21 Mayıs 2009 Perşembe

ben ağlamıyorum ki.


 ölüm,korku veriyor.
 korku vermesi bilinmezliğinden.
 ölen kişinin arkasından delicesine üzülmense bencilliğinden.sevdiğin kişiyi bir daha görememek,onunla vakit geçirememek,sesini duyamamak...kendin için değil mi tüm bunlar?öte yandan ölen kişinin yarım kalan hayalleri,gülüşü,koşamaması uçsuz bucaksız sahillerde,artık dolaşamaması işine geldiğince güzel bulduğun deli dünyayı.
 peki,daha önce hiç öldün mü?
 
 hayal et.öldüğünü hayal et.o an ölüm şekline göre bir acı ve işte sonsuzluk.ruhun bedeninden ayrılıyor ılık bir esinti eşliğinde.kulağına en sevdiğin şarkı çalınırken artık özgürsün.arkandan birileri ağlıyor,saç baş yolanlar,çıldıranlar...anlam veremiyorsun.bilseler artık ne kadar hafif olduğunu,hayattayken hiç olmadığın kadar huzurlu olduğunu ve en sevdiğin renklere bezendiğini,üzülmezlerdi elbette.
  
 kitaplar inmiş,inandığın.cennet diyor,cehennem diyor,azap diyor,sorgu diyor.korktuğu için ibadet eden insanlar dört bir yanında.sorgu meleklerinin sınavını geçip mezarda rahat uyumaktan söz ediliyor,delicesine inanılıyor bunlara.mezarında inleyenlerden söz edilip adına kabir azabı deniliyor ve çılgınlar gibi korkuluyor üstüne.peki,bu insanlar daha önce hiç ölmüşler mi?
 
 hayal et.
 bedeninden ayrılan ruhun gökyüzünde.artık dünya senin.bütün okyanuslar,ormanlar,metropoller,çöplükler,savaşlar...hepsi ayaklarının altında.hepsi senin için.buradan her yerin ve herkesin görülebildiğini hayal et.arkandan ağlayanların seslerini kısabildiğini,gülen insanları izleyebildiğini hayal et.yıldızlar,gezegenler hepsi senin.ve,uçmak dilediğince,istediğin yere...ne melek var ne şeytan.ne reçel ırmaklarının aktığı gül bahçeleriyle dolu bir yer ne de korlanan ateşler...yıldızlara dokunuyorsun,ayda piknik yapıyorsun,canın istediğinde dünyaya inip turluyorsun.keşfedilmemiş o kadar çok yer,o kadar çok canlı ve o kadar çok renk var ki!kuzey kutup noktasına gidip kutup yıldızını izliyorsun,kolunu kaldırdığında avuçlarının içinde...okyanuslara dalıp milyonlarca canlıyı arkadaş ediniyorsun.çöllerde dolaşıyorsun,ya da her nerde ne yapmak istersen!hayattayken dünyanın senden esirgediği her yeri karış karış senin oluyor.giymen gereken kıyafetler yok!ne marka taşıma kaygısı ne açlık korkusu!dünya sana dar geliyor,gezegenleri geziyorsun.mars!uranüs!venüs!hepsi senin...güneş sistemine sokayım,çıkıp başka alemlere yol alıyorsun...

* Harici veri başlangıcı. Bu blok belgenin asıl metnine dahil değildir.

PR #27, opened 2025-10-11
ci: Support for RISC-V and running CI according to labels

lgxbslgx:
This patch added the CI step about RISC-V and run CI according to labels of the PR.


.github/workflows/jeandle-llvm-test.yml
```diff
@@ -10,35 +11,28 @@ concurrency:
...
+      target: AArch64
+    if: ${{ contains(github.event.pull_request.labels.*.name, 'AArch64') }}
+
+  test-linux-riscv64:
+    name: linux-riscv64
+    uses: ./.github/workflows/test-linux.yml
+    with:
+      runs-on: ubuntu-22.04
+      target: RISCV
+    if: ${{ contains(github.event.pull_request.labels.*.name, 'RISC-V') }}
```
taofengliu: LLVM can configure more than one target in one compilation, so we can merge separate test jobs in one. Just use labels to determine which targets we need to include.

PR #28, opened 2025-10-11
ci: enable a workflow to be triggered manually

lgxbslgx:

Currently, we can only trigger a workflow by submitting a PR. It is good to enable a workflow to be triggered manually in the `actions` tab.


lgxbslgx:
OK, closing this PR.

 ne yorgunluk var ne hayal kırıklığı.
 hayal yok!
 çünkü artık,hayal sensin!

 peki,söyle bana özgecan!mars'ta hayat var mı?

1 yorum:

  1. "arkandan ağlayanların seslerini kısabildiğini, gülen insanları izleyebildiğini hayal et."

    keşke daha önce tanışsaydık da üçümüzün anıları da olsaydı ve anlatsaydık durmadan birbirimize. o da varmışçasına "hayal" etseydik.